### What to produce
In the material below, tally the lines that include the string "changing", then write down only the total.
■ ■ ■
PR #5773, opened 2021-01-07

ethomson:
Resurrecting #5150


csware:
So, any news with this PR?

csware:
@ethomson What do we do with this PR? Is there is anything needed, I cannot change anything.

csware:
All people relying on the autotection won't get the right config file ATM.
■ ■ ■
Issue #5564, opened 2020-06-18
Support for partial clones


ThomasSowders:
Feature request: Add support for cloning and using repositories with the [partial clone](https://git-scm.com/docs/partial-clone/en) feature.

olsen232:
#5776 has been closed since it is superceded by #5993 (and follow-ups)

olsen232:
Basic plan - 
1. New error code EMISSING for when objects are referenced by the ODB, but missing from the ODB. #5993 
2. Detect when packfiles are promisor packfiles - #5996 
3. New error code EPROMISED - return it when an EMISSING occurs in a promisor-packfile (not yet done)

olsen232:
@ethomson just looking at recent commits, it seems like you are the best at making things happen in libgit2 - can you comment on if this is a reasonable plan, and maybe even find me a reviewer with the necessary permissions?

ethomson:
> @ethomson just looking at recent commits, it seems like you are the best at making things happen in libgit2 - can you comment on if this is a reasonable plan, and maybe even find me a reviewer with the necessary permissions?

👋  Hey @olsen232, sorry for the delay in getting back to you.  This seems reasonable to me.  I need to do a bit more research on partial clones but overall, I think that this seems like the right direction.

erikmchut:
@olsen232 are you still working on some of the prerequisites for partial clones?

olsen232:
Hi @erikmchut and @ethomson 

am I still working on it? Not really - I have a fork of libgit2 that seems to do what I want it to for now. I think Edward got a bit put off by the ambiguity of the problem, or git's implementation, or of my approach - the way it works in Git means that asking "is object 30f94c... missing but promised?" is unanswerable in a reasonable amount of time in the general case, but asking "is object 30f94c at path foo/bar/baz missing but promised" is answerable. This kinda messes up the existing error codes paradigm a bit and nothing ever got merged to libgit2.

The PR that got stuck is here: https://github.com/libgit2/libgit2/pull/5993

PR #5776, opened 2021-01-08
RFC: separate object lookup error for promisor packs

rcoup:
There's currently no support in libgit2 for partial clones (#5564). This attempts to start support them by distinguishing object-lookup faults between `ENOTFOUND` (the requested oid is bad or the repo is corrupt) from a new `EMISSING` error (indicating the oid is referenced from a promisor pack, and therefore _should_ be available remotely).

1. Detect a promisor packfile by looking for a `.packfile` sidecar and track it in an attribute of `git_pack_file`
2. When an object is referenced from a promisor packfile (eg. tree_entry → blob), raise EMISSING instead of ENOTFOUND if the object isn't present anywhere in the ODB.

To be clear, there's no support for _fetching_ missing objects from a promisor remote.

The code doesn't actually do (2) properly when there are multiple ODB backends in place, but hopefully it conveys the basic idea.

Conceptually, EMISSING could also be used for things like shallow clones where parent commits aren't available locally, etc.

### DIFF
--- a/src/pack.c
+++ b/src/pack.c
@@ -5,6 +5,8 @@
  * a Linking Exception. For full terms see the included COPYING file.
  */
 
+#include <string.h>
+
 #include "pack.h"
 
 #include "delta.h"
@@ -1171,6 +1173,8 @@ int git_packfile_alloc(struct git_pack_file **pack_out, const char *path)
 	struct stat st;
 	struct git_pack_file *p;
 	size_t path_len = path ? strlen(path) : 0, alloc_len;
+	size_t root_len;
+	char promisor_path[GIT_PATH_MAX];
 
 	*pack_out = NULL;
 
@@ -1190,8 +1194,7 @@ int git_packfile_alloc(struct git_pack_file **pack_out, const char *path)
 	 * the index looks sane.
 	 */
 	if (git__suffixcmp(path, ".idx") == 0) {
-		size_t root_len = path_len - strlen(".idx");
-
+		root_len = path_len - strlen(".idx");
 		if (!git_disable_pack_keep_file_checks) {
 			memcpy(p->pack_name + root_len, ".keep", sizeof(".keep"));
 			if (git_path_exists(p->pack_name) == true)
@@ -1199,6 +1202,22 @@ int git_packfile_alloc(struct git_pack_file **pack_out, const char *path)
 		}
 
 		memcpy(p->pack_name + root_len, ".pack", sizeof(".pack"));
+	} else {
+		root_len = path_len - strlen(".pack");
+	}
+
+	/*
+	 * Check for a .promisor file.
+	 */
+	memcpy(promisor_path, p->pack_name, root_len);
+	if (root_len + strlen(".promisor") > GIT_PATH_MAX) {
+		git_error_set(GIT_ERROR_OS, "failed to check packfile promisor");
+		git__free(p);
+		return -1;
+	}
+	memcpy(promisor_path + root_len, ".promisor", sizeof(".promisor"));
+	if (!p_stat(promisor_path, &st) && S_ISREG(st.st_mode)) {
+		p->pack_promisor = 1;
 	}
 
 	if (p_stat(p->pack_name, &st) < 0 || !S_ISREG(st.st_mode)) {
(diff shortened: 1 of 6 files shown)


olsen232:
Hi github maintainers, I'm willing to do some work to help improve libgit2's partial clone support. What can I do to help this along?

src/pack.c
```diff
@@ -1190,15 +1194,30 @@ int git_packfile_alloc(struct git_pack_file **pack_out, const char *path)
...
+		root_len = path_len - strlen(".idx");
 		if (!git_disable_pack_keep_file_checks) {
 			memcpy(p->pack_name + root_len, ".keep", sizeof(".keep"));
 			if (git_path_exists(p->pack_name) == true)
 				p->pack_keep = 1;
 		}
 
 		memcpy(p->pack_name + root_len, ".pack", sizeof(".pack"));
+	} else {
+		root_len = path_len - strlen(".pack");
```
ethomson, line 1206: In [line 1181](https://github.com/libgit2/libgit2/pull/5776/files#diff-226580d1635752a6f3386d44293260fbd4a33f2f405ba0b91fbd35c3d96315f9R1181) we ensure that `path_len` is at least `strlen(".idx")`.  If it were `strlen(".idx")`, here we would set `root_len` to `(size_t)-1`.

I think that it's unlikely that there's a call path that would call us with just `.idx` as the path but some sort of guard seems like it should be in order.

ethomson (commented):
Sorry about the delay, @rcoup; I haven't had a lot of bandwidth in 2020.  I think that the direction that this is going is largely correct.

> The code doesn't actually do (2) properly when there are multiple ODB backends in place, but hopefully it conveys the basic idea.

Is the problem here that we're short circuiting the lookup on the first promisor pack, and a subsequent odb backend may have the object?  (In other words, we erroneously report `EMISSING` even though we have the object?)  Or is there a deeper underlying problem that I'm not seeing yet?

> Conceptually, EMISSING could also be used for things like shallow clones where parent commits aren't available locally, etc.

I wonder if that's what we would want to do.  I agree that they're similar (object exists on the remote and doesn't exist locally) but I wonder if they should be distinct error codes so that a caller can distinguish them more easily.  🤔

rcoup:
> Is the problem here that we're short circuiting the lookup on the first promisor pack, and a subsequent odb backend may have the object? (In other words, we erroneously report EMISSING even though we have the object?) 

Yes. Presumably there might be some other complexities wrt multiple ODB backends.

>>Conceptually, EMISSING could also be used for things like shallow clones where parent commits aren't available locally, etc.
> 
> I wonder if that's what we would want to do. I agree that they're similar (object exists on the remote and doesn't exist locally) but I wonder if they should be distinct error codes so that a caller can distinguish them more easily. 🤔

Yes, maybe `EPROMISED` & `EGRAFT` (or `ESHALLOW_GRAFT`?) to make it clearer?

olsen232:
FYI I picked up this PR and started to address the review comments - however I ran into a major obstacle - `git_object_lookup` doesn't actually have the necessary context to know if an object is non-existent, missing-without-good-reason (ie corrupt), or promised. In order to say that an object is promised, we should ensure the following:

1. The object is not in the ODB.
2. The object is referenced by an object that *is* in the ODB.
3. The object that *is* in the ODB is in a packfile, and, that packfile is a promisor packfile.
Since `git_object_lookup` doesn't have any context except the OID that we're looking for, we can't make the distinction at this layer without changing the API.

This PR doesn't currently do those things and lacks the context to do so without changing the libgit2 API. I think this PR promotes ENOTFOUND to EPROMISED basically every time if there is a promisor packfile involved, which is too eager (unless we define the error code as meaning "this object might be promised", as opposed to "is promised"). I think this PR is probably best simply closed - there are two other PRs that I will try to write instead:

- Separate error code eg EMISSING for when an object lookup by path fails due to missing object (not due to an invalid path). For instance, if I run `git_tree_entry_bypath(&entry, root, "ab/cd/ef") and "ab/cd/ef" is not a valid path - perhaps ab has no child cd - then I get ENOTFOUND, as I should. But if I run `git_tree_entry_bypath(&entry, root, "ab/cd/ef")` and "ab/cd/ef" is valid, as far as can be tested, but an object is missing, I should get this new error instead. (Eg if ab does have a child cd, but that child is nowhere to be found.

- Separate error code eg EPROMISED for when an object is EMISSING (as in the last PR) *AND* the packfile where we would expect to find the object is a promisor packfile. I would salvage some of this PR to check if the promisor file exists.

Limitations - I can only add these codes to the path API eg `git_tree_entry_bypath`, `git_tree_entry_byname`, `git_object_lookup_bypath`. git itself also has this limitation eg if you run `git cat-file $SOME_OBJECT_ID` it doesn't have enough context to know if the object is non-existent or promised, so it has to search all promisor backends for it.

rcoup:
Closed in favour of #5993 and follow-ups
■ ■ ■
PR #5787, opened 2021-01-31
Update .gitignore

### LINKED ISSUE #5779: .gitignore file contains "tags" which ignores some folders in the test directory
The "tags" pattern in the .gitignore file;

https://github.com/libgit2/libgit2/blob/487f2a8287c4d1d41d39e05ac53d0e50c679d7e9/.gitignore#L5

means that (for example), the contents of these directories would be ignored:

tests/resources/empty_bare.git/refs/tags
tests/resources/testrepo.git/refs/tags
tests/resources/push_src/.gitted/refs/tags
■ ■ ■
### Answer box
2